Work task:
From the records below, print exactly the lines starting at the one containing "This is great" and ending at the one containing "of the request.", ends included, and nothing else.

───── Material to process ─────

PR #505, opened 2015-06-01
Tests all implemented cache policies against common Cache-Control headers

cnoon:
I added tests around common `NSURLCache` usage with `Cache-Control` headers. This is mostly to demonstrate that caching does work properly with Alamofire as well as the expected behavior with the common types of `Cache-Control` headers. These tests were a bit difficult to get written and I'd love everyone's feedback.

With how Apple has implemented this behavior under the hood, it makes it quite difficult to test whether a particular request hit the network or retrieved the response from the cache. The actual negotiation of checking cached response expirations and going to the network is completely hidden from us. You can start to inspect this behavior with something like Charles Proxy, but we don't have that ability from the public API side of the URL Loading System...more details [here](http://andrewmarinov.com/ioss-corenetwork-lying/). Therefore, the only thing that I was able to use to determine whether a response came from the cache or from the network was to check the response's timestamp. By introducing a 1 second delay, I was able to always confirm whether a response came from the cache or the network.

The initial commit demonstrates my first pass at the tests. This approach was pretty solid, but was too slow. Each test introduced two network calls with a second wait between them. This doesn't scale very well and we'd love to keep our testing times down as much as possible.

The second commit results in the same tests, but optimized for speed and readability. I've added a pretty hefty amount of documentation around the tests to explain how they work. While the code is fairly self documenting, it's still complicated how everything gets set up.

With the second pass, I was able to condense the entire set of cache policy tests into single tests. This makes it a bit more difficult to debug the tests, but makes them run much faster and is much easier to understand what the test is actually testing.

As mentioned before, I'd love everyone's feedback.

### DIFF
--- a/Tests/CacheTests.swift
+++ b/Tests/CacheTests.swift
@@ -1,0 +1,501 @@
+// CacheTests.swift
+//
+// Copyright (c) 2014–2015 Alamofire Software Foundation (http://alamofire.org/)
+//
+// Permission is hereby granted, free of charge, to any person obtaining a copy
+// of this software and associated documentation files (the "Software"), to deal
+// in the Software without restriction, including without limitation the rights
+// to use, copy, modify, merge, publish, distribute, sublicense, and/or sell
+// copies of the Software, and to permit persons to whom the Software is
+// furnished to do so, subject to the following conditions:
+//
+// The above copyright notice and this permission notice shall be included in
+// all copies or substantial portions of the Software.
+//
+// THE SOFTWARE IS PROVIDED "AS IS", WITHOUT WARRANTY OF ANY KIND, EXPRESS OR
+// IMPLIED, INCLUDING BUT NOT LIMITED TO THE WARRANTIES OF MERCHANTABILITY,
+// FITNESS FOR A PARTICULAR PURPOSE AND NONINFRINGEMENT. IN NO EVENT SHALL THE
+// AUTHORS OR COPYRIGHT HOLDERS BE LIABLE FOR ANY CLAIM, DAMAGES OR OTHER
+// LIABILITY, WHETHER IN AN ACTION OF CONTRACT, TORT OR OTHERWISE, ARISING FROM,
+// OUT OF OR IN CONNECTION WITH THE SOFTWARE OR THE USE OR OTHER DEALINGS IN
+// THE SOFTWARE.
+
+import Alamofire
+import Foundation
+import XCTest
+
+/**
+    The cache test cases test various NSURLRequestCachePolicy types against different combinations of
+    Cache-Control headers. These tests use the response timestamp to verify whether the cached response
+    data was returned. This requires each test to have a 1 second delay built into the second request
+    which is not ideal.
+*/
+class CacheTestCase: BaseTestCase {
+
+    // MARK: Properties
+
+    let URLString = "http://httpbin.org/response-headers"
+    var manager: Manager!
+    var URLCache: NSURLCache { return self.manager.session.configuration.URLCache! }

─────
───── Material to process ─────

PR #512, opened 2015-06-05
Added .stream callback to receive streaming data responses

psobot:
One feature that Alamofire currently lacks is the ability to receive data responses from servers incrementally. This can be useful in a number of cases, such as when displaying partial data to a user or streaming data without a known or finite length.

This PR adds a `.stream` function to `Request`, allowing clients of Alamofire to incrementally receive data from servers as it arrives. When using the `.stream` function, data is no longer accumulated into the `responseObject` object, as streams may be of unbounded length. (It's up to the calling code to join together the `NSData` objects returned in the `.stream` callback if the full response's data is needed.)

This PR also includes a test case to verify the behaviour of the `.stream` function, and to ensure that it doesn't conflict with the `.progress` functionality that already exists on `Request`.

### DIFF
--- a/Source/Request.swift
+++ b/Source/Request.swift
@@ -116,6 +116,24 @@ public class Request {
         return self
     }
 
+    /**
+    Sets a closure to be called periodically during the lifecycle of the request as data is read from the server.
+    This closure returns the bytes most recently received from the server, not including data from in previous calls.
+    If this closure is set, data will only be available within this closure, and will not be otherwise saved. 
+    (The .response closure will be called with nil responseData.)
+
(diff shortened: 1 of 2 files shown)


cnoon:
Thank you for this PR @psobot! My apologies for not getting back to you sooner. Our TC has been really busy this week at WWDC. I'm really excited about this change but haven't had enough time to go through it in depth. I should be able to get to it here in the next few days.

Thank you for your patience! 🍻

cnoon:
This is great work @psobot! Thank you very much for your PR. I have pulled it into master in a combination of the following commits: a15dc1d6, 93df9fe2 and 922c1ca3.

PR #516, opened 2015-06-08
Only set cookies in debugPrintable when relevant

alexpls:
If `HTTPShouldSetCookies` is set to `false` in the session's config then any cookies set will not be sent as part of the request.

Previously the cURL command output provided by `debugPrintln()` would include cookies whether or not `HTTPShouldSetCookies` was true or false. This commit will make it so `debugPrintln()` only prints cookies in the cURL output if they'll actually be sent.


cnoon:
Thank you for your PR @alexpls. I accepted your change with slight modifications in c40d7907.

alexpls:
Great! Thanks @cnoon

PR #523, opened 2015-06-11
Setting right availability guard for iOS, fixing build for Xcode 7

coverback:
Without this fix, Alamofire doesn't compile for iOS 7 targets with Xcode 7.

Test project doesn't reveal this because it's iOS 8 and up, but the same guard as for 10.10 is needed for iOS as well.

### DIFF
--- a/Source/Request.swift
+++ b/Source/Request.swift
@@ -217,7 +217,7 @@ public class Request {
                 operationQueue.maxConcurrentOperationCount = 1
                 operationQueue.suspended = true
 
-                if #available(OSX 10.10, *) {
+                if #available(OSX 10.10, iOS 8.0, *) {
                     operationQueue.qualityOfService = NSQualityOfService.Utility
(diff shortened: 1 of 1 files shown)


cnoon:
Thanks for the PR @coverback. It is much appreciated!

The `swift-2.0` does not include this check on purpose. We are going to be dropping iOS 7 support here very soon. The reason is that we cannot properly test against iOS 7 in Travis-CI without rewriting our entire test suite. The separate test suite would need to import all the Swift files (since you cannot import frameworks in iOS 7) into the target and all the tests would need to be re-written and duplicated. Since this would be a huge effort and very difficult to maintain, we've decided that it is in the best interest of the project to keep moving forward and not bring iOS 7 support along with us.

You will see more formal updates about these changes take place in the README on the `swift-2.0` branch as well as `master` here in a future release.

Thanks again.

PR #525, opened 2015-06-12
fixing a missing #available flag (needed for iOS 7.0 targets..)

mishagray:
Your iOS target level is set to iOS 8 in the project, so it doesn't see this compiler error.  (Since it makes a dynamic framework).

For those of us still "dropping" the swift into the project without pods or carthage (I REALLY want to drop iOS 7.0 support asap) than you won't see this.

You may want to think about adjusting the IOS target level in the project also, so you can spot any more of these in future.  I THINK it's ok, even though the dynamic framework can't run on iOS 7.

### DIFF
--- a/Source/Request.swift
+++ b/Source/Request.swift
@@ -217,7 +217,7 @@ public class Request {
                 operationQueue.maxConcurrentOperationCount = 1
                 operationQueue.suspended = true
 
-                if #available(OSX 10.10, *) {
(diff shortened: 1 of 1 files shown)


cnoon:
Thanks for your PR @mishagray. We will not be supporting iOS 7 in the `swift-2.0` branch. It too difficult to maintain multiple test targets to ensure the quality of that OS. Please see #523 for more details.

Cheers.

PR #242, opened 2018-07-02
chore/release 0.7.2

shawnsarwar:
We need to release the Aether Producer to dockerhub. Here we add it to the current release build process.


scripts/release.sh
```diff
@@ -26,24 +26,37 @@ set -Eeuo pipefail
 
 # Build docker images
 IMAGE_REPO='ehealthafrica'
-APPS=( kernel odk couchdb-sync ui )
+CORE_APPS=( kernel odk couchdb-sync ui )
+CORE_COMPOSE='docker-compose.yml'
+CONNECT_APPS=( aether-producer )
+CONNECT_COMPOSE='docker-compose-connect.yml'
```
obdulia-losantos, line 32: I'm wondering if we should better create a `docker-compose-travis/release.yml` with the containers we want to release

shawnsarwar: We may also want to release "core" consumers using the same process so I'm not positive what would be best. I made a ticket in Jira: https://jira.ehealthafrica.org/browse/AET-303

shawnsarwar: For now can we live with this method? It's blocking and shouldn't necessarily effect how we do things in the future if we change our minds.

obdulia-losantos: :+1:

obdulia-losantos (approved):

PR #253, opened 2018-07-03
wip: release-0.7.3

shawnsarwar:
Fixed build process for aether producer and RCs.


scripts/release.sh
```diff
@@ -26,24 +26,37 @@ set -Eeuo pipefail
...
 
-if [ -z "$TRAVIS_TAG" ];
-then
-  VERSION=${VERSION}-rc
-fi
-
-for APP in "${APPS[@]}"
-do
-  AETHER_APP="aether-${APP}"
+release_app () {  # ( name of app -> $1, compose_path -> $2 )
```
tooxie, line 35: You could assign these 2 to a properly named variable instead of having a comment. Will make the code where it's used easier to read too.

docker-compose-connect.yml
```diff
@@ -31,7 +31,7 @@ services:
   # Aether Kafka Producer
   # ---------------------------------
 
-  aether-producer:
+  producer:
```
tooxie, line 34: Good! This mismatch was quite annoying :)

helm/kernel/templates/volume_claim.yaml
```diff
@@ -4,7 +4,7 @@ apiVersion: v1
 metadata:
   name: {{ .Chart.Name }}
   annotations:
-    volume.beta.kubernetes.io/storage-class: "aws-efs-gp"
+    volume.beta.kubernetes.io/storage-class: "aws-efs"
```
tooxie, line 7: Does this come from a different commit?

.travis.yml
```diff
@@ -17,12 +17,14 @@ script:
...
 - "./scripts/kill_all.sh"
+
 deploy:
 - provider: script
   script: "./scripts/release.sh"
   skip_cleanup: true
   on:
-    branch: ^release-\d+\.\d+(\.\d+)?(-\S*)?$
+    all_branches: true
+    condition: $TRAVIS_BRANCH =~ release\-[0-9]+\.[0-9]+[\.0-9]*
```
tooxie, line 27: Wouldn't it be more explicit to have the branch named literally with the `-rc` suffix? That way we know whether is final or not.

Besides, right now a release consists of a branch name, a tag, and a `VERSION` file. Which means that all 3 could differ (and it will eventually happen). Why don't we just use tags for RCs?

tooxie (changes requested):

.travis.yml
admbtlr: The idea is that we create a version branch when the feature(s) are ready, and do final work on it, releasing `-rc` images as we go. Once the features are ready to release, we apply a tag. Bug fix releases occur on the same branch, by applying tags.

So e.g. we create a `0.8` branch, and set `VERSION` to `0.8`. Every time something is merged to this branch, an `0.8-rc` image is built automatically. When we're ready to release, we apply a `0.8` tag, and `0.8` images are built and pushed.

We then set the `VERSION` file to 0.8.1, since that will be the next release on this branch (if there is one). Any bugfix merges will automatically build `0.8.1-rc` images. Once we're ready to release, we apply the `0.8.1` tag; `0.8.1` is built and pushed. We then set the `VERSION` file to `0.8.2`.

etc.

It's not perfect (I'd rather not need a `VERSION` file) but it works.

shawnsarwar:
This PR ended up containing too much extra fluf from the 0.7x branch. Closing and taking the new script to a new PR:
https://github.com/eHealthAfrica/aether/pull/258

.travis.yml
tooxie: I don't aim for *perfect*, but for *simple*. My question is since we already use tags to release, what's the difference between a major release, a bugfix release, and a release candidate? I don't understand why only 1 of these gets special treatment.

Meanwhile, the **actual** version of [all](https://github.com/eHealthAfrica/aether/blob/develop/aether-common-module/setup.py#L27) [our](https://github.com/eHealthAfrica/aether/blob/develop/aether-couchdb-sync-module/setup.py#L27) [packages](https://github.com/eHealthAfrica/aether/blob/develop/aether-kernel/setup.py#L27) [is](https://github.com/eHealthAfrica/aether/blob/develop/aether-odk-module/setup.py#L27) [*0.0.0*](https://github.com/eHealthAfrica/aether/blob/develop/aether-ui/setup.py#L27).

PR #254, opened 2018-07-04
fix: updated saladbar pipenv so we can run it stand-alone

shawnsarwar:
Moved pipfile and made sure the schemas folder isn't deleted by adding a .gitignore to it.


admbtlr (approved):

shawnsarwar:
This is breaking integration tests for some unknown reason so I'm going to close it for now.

─────

Written solution:
This is great work @psobot! Thank you very much for your PR. I have pulled it into master in a combination of the following commits: a15dc1d6, 93df9fe2 and 922c1ca3.

PR #516, opened 2015-06-08
Only set cookies in debugPrintable when relevant

alexpls:
If `HTTPShouldSetCookies` is set to `false` in the session's config then any cookies set will not be sent as part of the request.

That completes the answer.